**What is required:** Everything from the line containing "PR #2495, opened 2023-04-25" through the line containing "## Proposal" should be repeated exactly, and nothing else from the data.

BEGIN

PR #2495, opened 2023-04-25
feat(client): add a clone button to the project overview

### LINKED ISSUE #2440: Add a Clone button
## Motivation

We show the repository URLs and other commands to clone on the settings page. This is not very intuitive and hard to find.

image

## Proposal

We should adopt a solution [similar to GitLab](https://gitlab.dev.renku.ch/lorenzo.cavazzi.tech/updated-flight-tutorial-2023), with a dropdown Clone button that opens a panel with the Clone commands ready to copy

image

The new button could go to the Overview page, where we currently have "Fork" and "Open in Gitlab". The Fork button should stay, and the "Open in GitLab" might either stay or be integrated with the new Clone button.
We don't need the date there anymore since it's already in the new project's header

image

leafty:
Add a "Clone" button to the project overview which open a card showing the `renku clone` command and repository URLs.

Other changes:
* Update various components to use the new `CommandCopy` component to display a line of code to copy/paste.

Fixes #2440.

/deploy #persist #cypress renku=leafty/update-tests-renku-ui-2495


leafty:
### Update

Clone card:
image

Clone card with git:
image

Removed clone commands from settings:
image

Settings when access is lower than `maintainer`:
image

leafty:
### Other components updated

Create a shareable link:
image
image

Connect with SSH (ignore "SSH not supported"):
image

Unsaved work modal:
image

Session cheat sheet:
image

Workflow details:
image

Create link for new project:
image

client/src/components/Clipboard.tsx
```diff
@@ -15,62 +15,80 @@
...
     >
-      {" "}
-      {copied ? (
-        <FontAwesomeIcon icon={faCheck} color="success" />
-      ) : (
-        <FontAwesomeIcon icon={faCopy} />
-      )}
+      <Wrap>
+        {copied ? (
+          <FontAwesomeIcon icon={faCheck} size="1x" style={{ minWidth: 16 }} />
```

END
BEGIN

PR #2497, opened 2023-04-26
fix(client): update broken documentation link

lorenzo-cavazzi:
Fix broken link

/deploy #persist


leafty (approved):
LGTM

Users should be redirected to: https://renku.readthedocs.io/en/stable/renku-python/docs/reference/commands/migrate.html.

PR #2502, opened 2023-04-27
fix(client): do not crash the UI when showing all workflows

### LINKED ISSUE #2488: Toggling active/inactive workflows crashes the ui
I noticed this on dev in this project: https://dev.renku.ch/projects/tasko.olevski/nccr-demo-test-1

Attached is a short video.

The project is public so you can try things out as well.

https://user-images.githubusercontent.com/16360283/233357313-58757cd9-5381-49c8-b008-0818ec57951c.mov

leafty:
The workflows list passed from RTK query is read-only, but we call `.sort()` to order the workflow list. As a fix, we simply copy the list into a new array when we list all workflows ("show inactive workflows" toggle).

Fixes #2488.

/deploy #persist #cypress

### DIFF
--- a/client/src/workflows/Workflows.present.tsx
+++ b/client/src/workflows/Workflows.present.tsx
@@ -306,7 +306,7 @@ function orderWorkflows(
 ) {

END

**Exercise solution:**
PR #2495, opened 2023-04-25
feat(client): add a clone button to the project overview

### LINKED ISSUE #2440: Add a Clone button
## Motivation

We show the repository URLs and other commands to clone on the settings page. This is not very intuitive and hard to find.

image

## Proposal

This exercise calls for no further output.